P.S。我已经阅读了一些有关搜索和速度的相关问题,但我怀疑我的脚本中存在的问题在于我正在使用关键字列表。我已经尝试了一些建议的解决方案,但无济于事。
答案 0 :(得分:1)
如果您愿意依赖外部库(并且执行时间比安装的一次性时间成本更重要),您可以通过将每个文件加载到一个简单的Pandas DataFrame中来获得一些速度。执行关键字搜索作为向量操作。要获得匹配的推文,您可以执行以下操作:
import pandas as pd
dataframe_from_text = pd.read_csv("/path/to/file.txt")
matched_tweets_index = dataframe_from_text.str.match("keyword_a|keyword_b")
dataframe_from_text[matched_tweets_index] # Uses the boolean search above to filter the full dataframe
# You'd then have a mini dataframe of matching tweets in `dataframe_from_text`.
# You could loop through these to save them out to a file using the `.to_dict(orient="records")` format.

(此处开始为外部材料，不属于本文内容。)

Issue #25075, opened 2024-01-14
Installing conf-openblas 0.2.1 needs PKG_CONFIG_PATH extended.


tmcgilchrist:
Installing the `conf-openblas` package on macOS Sonoma ARM fails with:

```
#=== ERROR while compiling conf-openblas.0.2.1 ================================#
# context     2.1.5 | macos/arm64 | ocaml-base-compiler.5.0.0 | https://opam.ocaml.org#7600b9b6
# path        ~/code/ocaml/par-matmul-profiling/_opam/.opam-switch/build/conf-openblas.0.2.1
# command     ~/.opam/opam-init/hooks/sandbox.sh build sh -exc cc $CFLAGS $(pkg-config --cflags openblas) test.c $(pkg-config --libs openblas)
# exit-code   1
# env-file    ~/.opam/log/conf-openblas-60410-e8868b.env
# output-file ~/.opam/log/conf-openblas-60410-e8868b.out
### output ###
# [...]
# to the PKG_CONFIG_PATH environment variable
# No package 'openblas' found
# ++ pkg-config --libs openblas
# Package openblas was not found in the pkg-config search path.
# Perhaps you should add the directory containing `openblas.pc'
# to the PKG_CONFIG_PATH environment variable
# No package 'openblas' found
# + cc test.c
# test.c:2:10: fatal error: 'cblas.h' file not found
# #include <cblas.h>
#          ^~~~~~~~~
# 1 error generated.



<><> Error report <><><><><><><><><><><><><><><><><><><><><><><><><><><><><>  🐫 
┌─ The following actions failed
│ λ build conf-openblas 0.2.1
└─ 
```

Installing openblas via brew suggests setting `export PKG_CONFIG_PATH="/opt/homebrew/opt/openblas/lib/pkgconfig"` to get `pkg-config --cflags openblas` to work correctly. Running this manually works and correctly installs the package.

What is the recommended way to set `PKG_CONFIG_PATH` for this package?

PR #25076, opened 2024-01-15
Fix conf-openblas on macOS arm64 hardware

dra27:
Possible fix for #25075 - working correctly on my M2 and didn't break a run in a Debian 12 opam container.

`pkg-config` requires additional configuration after installing the openblas package - it's detailed after installing the package that `PKG_CONFIG_PATH` must be updated for this to work.

The first commit fixes the test command to do exactly that; the second commit also adds the amendment to the output of `opam env`. Note that opam ignores `FOO += ""` in a `setenv`. The second commit is optional, but having installed openblas, it seems logical for opam to ensure that `pkg-config` then actually works.

### DIFF
--- a/packages/conf-openblas/conf-openblas.0.2.1/opam
+++ b/packages/conf-openblas/conf-openblas.0.2.1/opam
@@ -10,7 +10,7 @@ build: [
   [
     "sh"
     "-exc"
-    "cc $CFLAGS $(pkg-config --cflags openblas) test.c $(pkg-config --libs openblas)"
+    "cc $CFLAGS $(PKG_CONFIG_PATH=\"$(brew --prefix openblas)/lib/pkgconfig:$PKG_CONFIG_PATH\" pkg-config --cflags openblas) test.c $(PKG_CONFIG_PATH=\"$(brew --prefix openblas)/lib/pkgconfig:$PKG_CONFIG_PATH\" pkg-config --libs openblas)"
   ] {os = "macos" & os-distribution = "homebrew"}
   ["sh" "-exc" "cc $CFLAGS test.c -lcblas"]
     {os-family = "arch"}
@@ -20,6 +20,9 @@ build: [
     {os = "win32" & os-distribution = "cygwinports"}
   ["sh" "-exc" "cc $CFLAGS test.c -lopenblas"]
     {os-distribution != "fedora" & os-distribution != "centos" & os-family != "suse" & os-family != "opensuse" & os != "macos" & os-family != "arch" & os != "freebsd" & os != "win32"}
+]
+depends: [
+  "conf-pkg-config" {os = "macos" & os-distribution = "homebrew"}
 ]
 depexts: [
   ["libc-dev" "openblas-dev" "lapack-dev"] {os-distribution = "alpine"}
--- a/packages/conf-openblas/conf-openblas.0.2.1/opam
+++ b/packages/conf-openblas/conf-openblas.0.2.1/opam
@@ -10,6 +10,16 @@ build: [
   [
     "sh"
     "-exc"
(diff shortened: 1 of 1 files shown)


packages/conf-openblas/conf-openblas.0.2.1/opam
```diff
@@ -35,6 +45,9 @@ x-ci-accept-failures: [
   "oraclelinux-7"
   "oraclelinux-8"
 ]
```
tmcgilchrist, line 47: Needs a dependency on `conf-pkg-config` somewhere here to work correctly.
```suggestion
]
depends: [
  "conf-pkg-config"
]
```

tmcgilchrist (commented):
Tested with `conf-pkg-config` fix locally on both x86 and Arm MacOS.

packages/conf-openblas/conf-openblas.0.2.1/opam
mseri:
```suggestion
]
depends: [
  "conf-pkg-config" {os = "macos" & os-distribution = "homebrew"}
]
```

mseri: I think I would restrict it to where it is really needed. With macports I never had any troubles

pklehre:
I suspect this commit could be causing problems on my Debian machine. See this issue: https://github.com/ocaml/opam-repository/issues/25194

mseri:
That is surprising though, I wonder why we don’t see issues on debian in the ci

pklehre:
Could it be that a critical environment variable is set to the empty string? The specific error message seems only to be triggered in line 216 of https://github.com/ocaml/opam/blob/master/src/state/opamEnv.ml, perhaps because the variable `var` is bound to an empty string?

hannesm:
I wonder why such a major semantic change (introducing some `setenv` business on all platforms) didn't impose a version bump of the `conf-` package? Is this in line with the best current practises of opam-repository (opam lock, append-only, ...)?

mseri:
You are right, we should have made it with a `-1` and never assume “it is safe”. If you can send a PR to revert this, I can make a new one where we require opam > 2.1.5 for this  ariant package

mseri:
I am not at my laptop until later in the afternoon, the best I can do is a fast merge and then a new PR later

hannesm:
@mseri revert at https://github.com/ocaml/opam-repository/pull/25195 -- thanks for investigations and quick responses (to both @mseri and @pklehre)

hannesm:
`-1` -- well, or since it is a conf-package, just bump it to 0.2.2 (or 0.3 or 1.0)? (read: I don't know anything about conf- package versioning)

mseri:
That is something that at some point we should figure out. So far is mostly just .x, adding 1 to the version for large changes and -1 for smaller, but different packages have different versioning for different (sometimes historical but other times not) reasons 😳

hannesm:
Fine with me. My intuition is: adding "os" "distributions" to an existing conf- package doesn't deserve a version bump, but everything else does.

Is it annoying (i.e. recompiles on every client) if a depexts changes? I do not know (hopefully someone else does).

I remember #10531 still being open, but eventually there should be some concrete policies being written down (plus CI-checked).

dra27:
Oh dear, apologies for this. 

> I wonder why such a major semantic change (introducing some `setenv` business on all platforms) didn't impose a version bump of the `conf-` package? Is this in line with the best current practises of opam-repository (opam lock, append-only, ...)?

In limited defence, the point here is that it was _not_ believed to be a semantic change affecting all packages. I had not registered that the second commit here relied on opam 2.0.11+ or 2.1.5+ to work correctly, as noted by my unfortunately incomplete comment "Note that opam ignores `FOO += ""` in a `setenv`".

I don't know the full history on conf version bumping either - in this PR, I incorrectly believed that the semantic change only fixed things. I'm not sure what the best thing here in terms of testing would be - if this had been put in a new version, we'd still have had all the breakage, it would have "just" been with a different version number.

I'll prepare a replacement PR in a sec.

Pandas中的数据帧操作非常快,因此可能值得研究。
看起来您没有记录您匹配的关键字。如果是这样,您可以将关键字分组到单个正则表达式查询中,如下所示:
for line in f:
keywords_combined = "|".join(keywords)
if re.search(keywords_combined, line, re.IGNORECASE):
db.write(line)
我没有对此进行测试,但是通过减少每行的循环次数,可以缩短一些时间。
答案 1 :(得分:1)
为什么慢?
你是正则表达式搜索json转储,这并不总是一个好主意。例如,如果关键字包含用户,时间,个人资料和图像等字词,则每一行都会产生匹配,因为推文的json格式将所有这些字词都作为字典键。
除了原始JSON很大,每条推文的大小都超过1kb(这个是2.1kb),但是你的样本中唯一相关的部分是:
"text":"me with Dibyabhumi Multiple College students https:\/\/t.co\/MqmDwbCDAF",
这不到100个字节,尽管最近对API进行了更改,但典型的推文仍然少于140个字符。
要尝试的事情:
的建议预编译正则表达式选项1.将此数据加载到postgresql JSONB字段中。 JSONB字段是可索引的,可以快速搜索
选项2.将其加载到任何旧数据库中,文本字段的上下文具有自己的列,以便可以轻松搜索此列。
选项3.最后但并非最不重要的是,只将text
字段提取到其自己的文件中。您可以拥有一个CSV文件,其中第一列是屏幕名称,第二列是推文的文本。你的15GB将缩减到大约1GB
简而言之,您现在正在做的是在您只需搜索大海捞针时搜索整个农场。